### WHAT TO DO
Set down all the records below, word for word.

### Saved entries
PR #382, opened 2020-02-06
Fix navbar console warning

Patrick1904:


vgrichina:
@Patrick1904 not sure I understand the fix. Why pass `'true'` and `'false'` as strings?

### WRITTEN ANSWER
PR #382, opened 2020-02-06
Fix navbar console warning

Patrick1904:


vgrichina:
@Patrick1904 not sure I understand the fix. Why pass `'true'` and `'false'` as strings?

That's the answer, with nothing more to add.